■ **Task material**:
╭──
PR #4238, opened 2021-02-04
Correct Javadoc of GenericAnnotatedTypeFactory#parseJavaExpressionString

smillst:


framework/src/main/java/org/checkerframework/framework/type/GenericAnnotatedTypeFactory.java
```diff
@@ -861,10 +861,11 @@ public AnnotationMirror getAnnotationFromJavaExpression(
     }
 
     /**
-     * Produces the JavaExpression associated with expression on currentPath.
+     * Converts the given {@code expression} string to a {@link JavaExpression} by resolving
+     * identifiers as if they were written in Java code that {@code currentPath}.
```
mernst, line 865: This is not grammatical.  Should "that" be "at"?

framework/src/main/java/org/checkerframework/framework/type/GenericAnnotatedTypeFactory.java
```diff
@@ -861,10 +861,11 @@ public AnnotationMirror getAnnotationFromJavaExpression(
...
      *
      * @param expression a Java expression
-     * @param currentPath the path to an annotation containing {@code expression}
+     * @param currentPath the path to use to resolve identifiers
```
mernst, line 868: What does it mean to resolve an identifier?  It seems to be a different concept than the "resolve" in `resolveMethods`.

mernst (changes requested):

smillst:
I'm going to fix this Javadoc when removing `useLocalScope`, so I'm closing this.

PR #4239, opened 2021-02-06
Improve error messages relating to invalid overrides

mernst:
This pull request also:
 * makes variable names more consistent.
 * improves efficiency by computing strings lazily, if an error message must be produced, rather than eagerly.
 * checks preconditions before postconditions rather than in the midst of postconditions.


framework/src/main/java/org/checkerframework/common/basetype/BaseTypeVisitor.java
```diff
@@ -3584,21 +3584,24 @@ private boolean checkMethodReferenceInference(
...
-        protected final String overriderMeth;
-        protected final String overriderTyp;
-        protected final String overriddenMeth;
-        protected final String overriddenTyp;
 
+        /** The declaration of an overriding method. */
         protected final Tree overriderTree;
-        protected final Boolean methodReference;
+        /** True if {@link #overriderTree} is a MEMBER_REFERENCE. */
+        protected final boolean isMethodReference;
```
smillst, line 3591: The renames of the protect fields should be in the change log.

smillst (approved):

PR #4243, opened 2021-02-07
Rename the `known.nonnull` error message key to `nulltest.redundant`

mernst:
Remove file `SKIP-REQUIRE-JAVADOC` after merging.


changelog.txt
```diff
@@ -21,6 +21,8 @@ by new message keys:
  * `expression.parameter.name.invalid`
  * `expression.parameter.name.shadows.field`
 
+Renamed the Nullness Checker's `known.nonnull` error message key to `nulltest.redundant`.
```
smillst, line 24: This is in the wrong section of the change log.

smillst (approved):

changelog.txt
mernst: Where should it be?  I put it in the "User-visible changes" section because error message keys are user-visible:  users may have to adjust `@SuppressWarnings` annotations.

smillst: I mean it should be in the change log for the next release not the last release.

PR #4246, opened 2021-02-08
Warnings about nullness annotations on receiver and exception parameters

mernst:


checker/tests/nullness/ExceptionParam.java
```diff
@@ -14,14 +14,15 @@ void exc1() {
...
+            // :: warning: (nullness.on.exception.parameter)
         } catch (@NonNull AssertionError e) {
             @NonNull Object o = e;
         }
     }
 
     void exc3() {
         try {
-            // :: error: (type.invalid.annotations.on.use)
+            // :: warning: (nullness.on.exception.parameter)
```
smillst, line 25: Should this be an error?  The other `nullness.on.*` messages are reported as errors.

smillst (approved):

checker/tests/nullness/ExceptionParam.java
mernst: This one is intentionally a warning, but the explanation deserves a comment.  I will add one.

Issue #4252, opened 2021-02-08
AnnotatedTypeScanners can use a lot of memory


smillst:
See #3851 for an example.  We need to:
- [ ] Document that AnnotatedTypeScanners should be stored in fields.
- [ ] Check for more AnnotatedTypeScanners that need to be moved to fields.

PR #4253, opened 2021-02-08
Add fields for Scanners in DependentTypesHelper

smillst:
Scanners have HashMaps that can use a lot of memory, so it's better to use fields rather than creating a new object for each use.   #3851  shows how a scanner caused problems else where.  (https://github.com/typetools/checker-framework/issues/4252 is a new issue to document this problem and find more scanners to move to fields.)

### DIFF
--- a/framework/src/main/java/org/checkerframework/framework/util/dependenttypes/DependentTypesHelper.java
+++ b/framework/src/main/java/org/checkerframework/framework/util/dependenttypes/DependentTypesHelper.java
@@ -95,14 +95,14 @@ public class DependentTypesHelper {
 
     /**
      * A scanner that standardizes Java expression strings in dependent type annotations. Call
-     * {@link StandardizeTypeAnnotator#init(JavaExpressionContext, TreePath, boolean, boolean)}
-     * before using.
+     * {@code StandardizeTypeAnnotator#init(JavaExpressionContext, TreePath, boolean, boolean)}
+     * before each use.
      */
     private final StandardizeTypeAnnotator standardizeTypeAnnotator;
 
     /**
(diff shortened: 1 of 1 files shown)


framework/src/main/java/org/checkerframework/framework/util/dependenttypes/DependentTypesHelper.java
╰──
╭──
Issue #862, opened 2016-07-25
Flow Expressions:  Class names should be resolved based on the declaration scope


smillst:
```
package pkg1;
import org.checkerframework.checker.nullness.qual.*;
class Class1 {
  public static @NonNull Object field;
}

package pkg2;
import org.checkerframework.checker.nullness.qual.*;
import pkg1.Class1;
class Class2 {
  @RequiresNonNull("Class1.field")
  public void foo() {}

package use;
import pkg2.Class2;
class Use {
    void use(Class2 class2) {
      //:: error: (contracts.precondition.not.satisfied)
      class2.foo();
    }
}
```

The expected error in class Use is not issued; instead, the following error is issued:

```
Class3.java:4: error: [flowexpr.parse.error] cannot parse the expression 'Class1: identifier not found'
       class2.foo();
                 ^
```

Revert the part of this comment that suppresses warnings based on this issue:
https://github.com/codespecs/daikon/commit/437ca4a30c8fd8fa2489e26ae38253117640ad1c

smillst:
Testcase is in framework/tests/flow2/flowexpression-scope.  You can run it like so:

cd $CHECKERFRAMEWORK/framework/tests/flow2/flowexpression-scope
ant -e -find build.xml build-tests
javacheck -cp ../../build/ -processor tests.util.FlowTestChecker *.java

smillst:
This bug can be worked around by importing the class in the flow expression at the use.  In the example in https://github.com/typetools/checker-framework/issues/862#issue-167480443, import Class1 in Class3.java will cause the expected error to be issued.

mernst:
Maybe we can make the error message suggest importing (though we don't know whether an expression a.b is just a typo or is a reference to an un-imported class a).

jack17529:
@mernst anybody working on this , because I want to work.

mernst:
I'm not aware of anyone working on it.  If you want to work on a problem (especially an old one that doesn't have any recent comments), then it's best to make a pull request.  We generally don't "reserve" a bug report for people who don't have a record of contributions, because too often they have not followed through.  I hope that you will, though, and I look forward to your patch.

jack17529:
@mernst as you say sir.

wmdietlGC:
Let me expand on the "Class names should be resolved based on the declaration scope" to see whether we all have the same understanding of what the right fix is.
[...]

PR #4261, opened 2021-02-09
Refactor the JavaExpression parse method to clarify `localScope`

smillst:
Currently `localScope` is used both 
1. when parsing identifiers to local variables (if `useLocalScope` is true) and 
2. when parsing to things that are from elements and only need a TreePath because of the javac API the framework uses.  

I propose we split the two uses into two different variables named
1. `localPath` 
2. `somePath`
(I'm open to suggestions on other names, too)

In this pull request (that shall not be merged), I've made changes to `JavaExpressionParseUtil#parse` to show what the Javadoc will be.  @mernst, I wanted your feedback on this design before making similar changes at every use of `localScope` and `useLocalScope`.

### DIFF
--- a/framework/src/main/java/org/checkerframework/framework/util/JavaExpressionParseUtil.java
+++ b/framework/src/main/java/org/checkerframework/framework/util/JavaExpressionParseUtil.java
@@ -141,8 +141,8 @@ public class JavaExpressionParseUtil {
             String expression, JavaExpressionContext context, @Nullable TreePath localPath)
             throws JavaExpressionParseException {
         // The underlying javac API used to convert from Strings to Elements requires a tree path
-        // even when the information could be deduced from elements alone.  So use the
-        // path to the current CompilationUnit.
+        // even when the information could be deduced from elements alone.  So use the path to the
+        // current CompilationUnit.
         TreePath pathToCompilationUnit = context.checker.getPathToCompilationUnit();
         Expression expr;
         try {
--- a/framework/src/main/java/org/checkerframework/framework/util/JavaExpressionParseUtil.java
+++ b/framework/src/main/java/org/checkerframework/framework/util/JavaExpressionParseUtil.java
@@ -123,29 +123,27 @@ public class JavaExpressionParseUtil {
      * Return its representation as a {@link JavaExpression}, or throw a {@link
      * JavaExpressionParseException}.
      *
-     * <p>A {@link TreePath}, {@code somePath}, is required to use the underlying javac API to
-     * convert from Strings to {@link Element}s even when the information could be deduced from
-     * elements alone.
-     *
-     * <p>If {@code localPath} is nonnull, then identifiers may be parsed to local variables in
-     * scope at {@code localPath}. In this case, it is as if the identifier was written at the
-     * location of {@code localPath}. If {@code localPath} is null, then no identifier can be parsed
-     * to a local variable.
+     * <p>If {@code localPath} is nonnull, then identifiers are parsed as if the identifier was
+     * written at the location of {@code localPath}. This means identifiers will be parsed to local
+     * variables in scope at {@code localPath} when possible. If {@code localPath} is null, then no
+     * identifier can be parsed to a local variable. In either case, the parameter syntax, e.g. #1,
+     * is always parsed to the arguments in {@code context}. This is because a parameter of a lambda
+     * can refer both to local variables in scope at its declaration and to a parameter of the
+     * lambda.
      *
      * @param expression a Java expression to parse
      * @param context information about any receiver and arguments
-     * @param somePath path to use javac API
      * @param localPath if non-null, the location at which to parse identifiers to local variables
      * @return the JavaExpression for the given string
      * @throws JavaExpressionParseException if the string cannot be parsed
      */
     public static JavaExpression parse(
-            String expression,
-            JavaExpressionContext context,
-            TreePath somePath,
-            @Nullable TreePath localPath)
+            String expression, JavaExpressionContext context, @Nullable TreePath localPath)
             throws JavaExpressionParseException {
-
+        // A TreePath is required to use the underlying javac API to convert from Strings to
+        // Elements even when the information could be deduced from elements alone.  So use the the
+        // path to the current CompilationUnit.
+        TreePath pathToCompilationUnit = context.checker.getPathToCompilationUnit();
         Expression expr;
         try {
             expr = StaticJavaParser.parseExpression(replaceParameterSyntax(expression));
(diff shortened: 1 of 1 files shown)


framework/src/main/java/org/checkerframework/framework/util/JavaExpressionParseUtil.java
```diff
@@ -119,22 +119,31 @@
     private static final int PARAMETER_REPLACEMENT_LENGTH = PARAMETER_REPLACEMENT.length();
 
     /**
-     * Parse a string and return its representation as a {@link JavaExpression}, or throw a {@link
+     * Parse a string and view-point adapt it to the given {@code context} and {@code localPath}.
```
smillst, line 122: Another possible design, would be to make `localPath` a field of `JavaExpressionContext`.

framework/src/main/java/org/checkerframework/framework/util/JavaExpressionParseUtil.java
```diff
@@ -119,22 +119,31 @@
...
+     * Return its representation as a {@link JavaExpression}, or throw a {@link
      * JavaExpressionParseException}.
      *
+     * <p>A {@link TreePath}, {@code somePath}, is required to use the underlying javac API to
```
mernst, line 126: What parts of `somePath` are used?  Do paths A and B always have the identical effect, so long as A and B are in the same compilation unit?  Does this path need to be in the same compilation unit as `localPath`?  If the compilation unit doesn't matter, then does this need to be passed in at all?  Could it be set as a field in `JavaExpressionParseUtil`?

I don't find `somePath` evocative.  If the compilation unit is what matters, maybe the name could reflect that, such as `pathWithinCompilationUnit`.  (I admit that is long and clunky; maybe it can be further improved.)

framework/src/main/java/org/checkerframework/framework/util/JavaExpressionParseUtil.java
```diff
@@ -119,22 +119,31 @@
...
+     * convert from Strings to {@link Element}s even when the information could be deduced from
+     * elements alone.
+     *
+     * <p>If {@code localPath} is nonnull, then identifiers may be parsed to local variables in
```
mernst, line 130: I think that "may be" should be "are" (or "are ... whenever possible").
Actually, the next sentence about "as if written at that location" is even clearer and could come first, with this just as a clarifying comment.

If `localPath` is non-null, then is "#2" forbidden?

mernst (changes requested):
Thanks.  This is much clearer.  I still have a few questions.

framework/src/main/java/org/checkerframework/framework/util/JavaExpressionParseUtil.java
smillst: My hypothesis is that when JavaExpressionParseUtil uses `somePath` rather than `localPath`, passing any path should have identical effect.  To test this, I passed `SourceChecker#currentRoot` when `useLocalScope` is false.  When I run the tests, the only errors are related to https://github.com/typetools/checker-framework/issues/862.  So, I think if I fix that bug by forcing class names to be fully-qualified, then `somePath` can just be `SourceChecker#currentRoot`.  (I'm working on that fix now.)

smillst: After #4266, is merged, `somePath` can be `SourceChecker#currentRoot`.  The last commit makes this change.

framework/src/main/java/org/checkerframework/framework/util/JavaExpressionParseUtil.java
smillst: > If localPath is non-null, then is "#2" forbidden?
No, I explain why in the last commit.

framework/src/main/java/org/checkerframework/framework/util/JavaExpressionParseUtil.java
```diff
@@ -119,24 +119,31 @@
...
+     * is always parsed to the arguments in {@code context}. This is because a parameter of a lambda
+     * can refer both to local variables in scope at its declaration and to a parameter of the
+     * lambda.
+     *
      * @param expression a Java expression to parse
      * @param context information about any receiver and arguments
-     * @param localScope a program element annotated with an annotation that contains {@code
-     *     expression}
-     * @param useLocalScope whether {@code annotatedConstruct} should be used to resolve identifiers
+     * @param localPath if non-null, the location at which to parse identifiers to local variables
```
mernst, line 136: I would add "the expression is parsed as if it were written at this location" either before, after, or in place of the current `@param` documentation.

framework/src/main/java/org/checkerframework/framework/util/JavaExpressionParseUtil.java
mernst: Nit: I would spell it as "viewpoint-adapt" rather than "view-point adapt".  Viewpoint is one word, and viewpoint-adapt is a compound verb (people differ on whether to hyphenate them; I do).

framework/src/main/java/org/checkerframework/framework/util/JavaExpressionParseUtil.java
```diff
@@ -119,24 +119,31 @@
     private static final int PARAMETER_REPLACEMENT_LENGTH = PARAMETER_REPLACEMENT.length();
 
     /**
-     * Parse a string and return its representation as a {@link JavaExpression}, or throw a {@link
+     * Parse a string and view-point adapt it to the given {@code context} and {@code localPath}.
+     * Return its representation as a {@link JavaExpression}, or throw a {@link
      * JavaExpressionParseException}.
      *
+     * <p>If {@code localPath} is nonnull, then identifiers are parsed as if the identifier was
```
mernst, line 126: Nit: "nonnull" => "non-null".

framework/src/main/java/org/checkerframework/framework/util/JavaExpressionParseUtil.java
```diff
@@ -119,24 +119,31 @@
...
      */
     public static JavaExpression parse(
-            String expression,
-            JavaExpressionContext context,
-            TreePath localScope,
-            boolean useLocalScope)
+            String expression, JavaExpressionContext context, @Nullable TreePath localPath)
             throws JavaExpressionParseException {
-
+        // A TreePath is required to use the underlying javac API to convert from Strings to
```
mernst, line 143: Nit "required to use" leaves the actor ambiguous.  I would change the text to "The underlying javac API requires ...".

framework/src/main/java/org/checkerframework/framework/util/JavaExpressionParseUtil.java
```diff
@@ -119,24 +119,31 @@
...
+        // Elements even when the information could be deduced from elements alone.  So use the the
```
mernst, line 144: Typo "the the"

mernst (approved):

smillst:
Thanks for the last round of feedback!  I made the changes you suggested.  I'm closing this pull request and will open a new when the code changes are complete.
╰──
■ **Task requirements**: Using the records above, find and show each line with the string "commit".

■ **Reply to the task**:
https://github.com/codespecs/daikon/commit/437ca4a30c8fd8fa2489e26ae38253117640ad1c
smillst: After #4266, is merged, `somePath` can be `SourceChecker#currentRoot`.  The last commit makes this change.
No, I explain why in the last commit.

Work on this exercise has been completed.